> Task requirements
Below is a block of records. Copy every line in it that contains the word "sqlite".

Data for review Block Start

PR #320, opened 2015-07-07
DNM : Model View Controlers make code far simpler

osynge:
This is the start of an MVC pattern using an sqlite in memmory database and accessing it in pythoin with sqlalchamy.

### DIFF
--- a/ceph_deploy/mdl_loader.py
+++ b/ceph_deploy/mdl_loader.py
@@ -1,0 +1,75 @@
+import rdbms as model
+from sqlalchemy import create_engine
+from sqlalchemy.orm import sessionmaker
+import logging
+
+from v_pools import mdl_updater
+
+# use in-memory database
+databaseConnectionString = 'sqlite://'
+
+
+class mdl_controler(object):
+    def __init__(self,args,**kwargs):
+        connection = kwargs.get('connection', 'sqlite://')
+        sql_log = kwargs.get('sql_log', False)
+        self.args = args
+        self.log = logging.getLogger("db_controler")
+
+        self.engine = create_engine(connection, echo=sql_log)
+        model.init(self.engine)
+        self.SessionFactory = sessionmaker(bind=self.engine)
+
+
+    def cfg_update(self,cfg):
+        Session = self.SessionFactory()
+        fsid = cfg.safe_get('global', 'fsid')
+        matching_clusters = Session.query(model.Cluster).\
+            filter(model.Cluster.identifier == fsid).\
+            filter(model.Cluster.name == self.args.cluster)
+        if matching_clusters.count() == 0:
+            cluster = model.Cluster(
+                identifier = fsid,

Data for review Block End

> Response to this exercise
This is the start of an MVC pattern using an sqlite in memmory database and accessing it in pythoin with sqlalchamy.
+databaseConnectionString = 'sqlite://'
+        connection = kwargs.get('connection', 'sqlite://')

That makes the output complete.